### Problem details
In this exercise, every entry is to be copied exactly.

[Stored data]
=== Section Start ===

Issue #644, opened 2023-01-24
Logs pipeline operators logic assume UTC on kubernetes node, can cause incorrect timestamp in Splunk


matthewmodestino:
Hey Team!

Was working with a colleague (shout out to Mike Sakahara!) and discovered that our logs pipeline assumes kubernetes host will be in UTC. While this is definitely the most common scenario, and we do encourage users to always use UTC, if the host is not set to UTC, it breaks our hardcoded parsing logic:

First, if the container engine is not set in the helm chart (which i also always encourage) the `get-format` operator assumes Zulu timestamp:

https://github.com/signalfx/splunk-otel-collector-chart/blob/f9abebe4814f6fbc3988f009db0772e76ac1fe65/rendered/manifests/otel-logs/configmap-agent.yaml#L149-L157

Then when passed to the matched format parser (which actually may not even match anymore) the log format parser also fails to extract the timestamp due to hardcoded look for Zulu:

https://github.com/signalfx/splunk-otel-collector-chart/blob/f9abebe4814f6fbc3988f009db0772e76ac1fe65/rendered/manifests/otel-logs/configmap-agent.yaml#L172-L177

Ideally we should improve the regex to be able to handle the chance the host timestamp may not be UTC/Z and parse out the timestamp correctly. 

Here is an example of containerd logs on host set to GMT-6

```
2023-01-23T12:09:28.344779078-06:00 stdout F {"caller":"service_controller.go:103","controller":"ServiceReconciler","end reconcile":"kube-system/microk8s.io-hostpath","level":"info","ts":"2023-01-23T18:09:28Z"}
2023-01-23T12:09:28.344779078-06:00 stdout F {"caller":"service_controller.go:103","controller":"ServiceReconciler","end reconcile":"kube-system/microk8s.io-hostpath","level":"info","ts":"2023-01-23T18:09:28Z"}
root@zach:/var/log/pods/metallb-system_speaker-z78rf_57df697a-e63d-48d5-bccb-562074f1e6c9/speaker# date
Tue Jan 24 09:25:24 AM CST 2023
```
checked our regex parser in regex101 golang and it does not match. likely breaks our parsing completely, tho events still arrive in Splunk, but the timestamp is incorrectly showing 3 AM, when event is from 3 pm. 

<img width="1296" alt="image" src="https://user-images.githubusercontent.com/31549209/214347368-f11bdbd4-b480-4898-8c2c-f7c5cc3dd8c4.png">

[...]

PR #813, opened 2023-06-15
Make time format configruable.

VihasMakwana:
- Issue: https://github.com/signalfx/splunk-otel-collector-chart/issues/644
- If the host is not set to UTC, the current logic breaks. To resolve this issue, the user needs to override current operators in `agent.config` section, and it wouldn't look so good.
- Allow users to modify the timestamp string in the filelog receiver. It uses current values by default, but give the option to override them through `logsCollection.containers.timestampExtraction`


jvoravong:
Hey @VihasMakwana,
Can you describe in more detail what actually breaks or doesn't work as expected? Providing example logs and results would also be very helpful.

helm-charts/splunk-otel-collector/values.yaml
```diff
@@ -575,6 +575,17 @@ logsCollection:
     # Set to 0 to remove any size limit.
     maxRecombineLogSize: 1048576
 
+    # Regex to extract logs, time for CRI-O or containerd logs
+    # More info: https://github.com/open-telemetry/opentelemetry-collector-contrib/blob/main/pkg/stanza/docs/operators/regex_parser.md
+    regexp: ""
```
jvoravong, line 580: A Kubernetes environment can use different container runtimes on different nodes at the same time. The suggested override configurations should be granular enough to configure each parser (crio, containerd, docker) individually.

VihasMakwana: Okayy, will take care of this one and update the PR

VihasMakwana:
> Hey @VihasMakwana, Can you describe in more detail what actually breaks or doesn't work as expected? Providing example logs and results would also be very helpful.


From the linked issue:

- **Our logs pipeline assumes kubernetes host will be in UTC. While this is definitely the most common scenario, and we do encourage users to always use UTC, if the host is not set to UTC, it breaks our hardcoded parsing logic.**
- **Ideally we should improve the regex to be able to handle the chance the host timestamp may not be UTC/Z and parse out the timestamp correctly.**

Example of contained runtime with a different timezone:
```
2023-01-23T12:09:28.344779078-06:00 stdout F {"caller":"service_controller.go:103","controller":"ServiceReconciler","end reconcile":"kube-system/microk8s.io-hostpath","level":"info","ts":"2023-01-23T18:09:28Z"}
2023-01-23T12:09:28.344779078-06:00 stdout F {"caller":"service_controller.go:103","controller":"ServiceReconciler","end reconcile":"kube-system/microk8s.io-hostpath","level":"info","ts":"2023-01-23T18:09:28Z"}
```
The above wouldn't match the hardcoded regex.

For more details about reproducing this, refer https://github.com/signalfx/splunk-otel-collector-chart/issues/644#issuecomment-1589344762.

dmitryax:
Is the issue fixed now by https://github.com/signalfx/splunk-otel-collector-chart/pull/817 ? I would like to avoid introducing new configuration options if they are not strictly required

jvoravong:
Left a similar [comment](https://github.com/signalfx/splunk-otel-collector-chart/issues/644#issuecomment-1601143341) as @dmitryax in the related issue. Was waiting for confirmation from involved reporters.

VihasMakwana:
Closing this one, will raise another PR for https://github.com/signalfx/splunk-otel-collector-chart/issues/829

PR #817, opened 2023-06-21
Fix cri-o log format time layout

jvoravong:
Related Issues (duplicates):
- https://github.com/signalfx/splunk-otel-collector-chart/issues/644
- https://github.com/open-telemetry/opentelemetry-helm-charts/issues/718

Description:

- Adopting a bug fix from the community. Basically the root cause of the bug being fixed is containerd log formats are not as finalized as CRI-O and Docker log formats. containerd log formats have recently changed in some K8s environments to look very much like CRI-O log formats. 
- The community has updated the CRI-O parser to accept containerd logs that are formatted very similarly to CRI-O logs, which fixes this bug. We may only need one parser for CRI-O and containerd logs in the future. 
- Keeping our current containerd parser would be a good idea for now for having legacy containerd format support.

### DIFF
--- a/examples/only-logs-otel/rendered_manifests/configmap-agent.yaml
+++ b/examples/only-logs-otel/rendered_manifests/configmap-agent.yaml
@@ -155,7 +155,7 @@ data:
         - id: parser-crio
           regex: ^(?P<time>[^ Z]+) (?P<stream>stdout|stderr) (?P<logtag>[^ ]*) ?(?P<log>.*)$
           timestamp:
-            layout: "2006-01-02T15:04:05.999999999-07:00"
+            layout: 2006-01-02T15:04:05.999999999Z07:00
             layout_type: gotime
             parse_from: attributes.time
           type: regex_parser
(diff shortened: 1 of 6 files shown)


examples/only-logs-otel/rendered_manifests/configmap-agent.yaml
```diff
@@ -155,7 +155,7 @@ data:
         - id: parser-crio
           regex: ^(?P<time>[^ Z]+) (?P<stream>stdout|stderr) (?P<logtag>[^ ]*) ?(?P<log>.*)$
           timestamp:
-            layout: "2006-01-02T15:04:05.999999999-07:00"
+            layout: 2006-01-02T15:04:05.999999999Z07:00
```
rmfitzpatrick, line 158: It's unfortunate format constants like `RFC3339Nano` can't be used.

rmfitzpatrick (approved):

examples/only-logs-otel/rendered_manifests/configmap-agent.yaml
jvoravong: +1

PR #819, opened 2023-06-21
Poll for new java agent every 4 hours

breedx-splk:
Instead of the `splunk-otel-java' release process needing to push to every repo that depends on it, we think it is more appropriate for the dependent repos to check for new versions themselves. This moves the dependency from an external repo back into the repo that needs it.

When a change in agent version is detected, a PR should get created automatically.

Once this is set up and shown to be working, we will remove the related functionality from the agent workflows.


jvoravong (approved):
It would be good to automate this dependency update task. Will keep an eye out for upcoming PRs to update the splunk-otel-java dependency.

=== Section End ===

### Expected answer
Issue #644, opened 2023-01-24
Logs pipeline operators logic assume UTC on kubernetes node, can cause incorrect timestamp in Splunk


matthewmodestino:
Hey Team!

Was working with a colleague (shout out to Mike Sakahara!) and discovered that our logs pipeline assumes kubernetes host will be in UTC. While this is definitely the most common scenario, and we do encourage users to always use UTC, if the host is not set to UTC, it breaks our hardcoded parsing logic:

First, if the container engine is not set in the helm chart (which i also always encourage) the `get-format` operator assumes Zulu timestamp:

https://github.com/signalfx/splunk-otel-collector-chart/blob/f9abebe4814f6fbc3988f009db0772e76ac1fe65/rendered/manifests/otel-logs/configmap-agent.yaml#L149-L157

Then when passed to the matched format parser (which actually may not even match anymore) the log format parser also fails to extract the timestamp due to hardcoded look for Zulu:

https://github.com/signalfx/splunk-otel-collector-chart/blob/f9abebe4814f6fbc3988f009db0772e76ac1fe65/rendered/manifests/otel-logs/configmap-agent.yaml#L172-L177

Ideally we should improve the regex to be able to handle the chance the host timestamp may not be UTC/Z and parse out the timestamp correctly. 

Here is an example of containerd logs on host set to GMT-6

```
2023-01-23T12:09:28.344779078-06:00 stdout F {"caller":"service_controller.go:103","controller":"ServiceReconciler","end reconcile":"kube-system/microk8s.io-hostpath","level":"info","ts":"2023-01-23T18:09:28Z"}
2023-01-23T12:09:28.344779078-06:00 stdout F {"caller":"service_controller.go:103","controller":"ServiceReconciler","end reconcile":"kube-system/microk8s.io-hostpath","level":"info","ts":"2023-01-23T18:09:28Z"}
root@zach:/var/log/pods/metallb-system_speaker-z78rf_57df697a-e63d-48d5-bccb-562074f1e6c9/speaker# date
Tue Jan 24 09:25:24 AM CST 2023
```
checked our regex parser in regex101 golang and it does not match. likely breaks our parsing completely, tho events still arrive in Splunk, but the timestamp is incorrectly showing 3 AM, when event is from 3 pm. 

<img width="1296" alt="image" src="https://user-images.githubusercontent.com/31549209/214347368-f11bdbd4-b480-4898-8c2c-f7c5cc3dd8c4.png">

[...]

PR #813, opened 2023-06-15
Make time format configruable.

VihasMakwana:
- Issue: https://github.com/signalfx/splunk-otel-collector-chart/issues/644
- If the host is not set to UTC, the current logic breaks. To resolve this issue, the user needs to override current operators in `agent.config` section, and it wouldn't look so good.
- Allow users to modify the timestamp string in the filelog receiver. It uses current values by default, but give the option to override them through `logsCollection.containers.timestampExtraction`


jvoravong:
Hey @VihasMakwana,
Can you describe in more detail what actually breaks or doesn't work as expected? Providing example logs and results would also be very helpful.

helm-charts/splunk-otel-collector/values.yaml
```diff
@@ -575,6 +575,17 @@ logsCollection:
     # Set to 0 to remove any size limit.
     maxRecombineLogSize: 1048576
 
+    # Regex to extract logs, time for CRI-O or containerd logs
+    # More info: https://github.com/open-telemetry/opentelemetry-collector-contrib/blob/main/pkg/stanza/docs/operators/regex_parser.md
+    regexp: ""
```
jvoravong, line 580: A Kubernetes environment can use different container runtimes on different nodes at the same time. The suggested override configurations should be granular enough to configure each parser (crio, containerd, docker) individually.

VihasMakwana: Okayy, will take care of this one and update the PR

VihasMakwana:
> Hey @VihasMakwana, Can you describe in more detail what actually breaks or doesn't work as expected? Providing example logs and results would also be very helpful.


From the linked issue:

- **Our logs pipeline assumes kubernetes host will be in UTC. While this is definitely the most common scenario, and we do encourage users to always use UTC, if the host is not set to UTC, it breaks our hardcoded parsing logic.**
- **Ideally we should improve the regex to be able to handle the chance the host timestamp may not be UTC/Z and parse out the timestamp correctly.**

Example of contained runtime with a different timezone:
```
2023-01-23T12:09:28.344779078-06:00 stdout F {"caller":"service_controller.go:103","controller":"ServiceReconciler","end reconcile":"kube-system/microk8s.io-hostpath","level":"info","ts":"2023-01-23T18:09:28Z"}
2023-01-23T12:09:28.344779078-06:00 stdout F {"caller":"service_controller.go:103","controller":"ServiceReconciler","end reconcile":"kube-system/microk8s.io-hostpath","level":"info","ts":"2023-01-23T18:09:28Z"}
```
The above wouldn't match the hardcoded regex.

For more details about reproducing this, refer https://github.com/signalfx/splunk-otel-collector-chart/issues/644#issuecomment-1589344762.

dmitryax:
Is the issue fixed now by https://github.com/signalfx/splunk-otel-collector-chart/pull/817 ? I would like to avoid introducing new configuration options if they are not strictly required

jvoravong:
Left a similar [comment](https://github.com/signalfx/splunk-otel-collector-chart/issues/644#issuecomment-1601143341) as @dmitryax in the related issue. Was waiting for confirmation from involved reporters.

VihasMakwana:
Closing this one, will raise another PR for https://github.com/signalfx/splunk-otel-collector-chart/issues/829

PR #817, opened 2023-06-21
Fix cri-o log format time layout

jvoravong:
Related Issues (duplicates):
- https://github.com/signalfx/splunk-otel-collector-chart/issues/644
- https://github.com/open-telemetry/opentelemetry-helm-charts/issues/718

Description:

- Adopting a bug fix from the community. Basically the root cause of the bug being fixed is containerd log formats are not as finalized as CRI-O and Docker log formats. containerd log formats have recently changed in some K8s environments to look very much like CRI-O log formats. 
- The community has updated the CRI-O parser to accept containerd logs that are formatted very similarly to CRI-O logs, which fixes this bug. We may only need one parser for CRI-O and containerd logs in the future. 
- Keeping our current containerd parser would be a good idea for now for having legacy containerd format support.

### DIFF
--- a/examples/only-logs-otel/rendered_manifests/configmap-agent.yaml
+++ b/examples/only-logs-otel/rendered_manifests/configmap-agent.yaml
@@ -155,7 +155,7 @@ data:
         - id: parser-crio
           regex: ^(?P<time>[^ Z]+) (?P<stream>stdout|stderr) (?P<logtag>[^ ]*) ?(?P<log>.*)$
           timestamp:
-            layout: "2006-01-02T15:04:05.999999999-07:00"
+            layout: 2006-01-02T15:04:05.999999999Z07:00
             layout_type: gotime
             parse_from: attributes.time
           type: regex_parser
(diff shortened: 1 of 6 files shown)


examples/only-logs-otel/rendered_manifests/configmap-agent.yaml
```diff
@@ -155,7 +155,7 @@ data:
         - id: parser-crio
           regex: ^(?P<time>[^ Z]+) (?P<stream>stdout|stderr) (?P<logtag>[^ ]*) ?(?P<log>.*)$
           timestamp:
-            layout: "2006-01-02T15:04:05.999999999-07:00"
+            layout: 2006-01-02T15:04:05.999999999Z07:00
```
rmfitzpatrick, line 158: It's unfortunate format constants like `RFC3339Nano` can't be used.

rmfitzpatrick (approved):

examples/only-logs-otel/rendered_manifests/configmap-agent.yaml
jvoravong: +1

PR #819, opened 2023-06-21
Poll for new java agent every 4 hours

breedx-splk:
Instead of the `splunk-otel-java' release process needing to push to every repo that depends on it, we think it is more appropriate for the dependent repos to check for new versions themselves. This moves the dependency from an external repo back into the repo that needs it.

When a change in agent version is detected, a PR should get created automatically.

Once this is set up and shown to be working, we will remove the related functionality from the agent workflows.


jvoravong (approved):
It would be good to automate this dependency update task. Will keep an eye out for upcoming PRs to update the splunk-otel-java dependency.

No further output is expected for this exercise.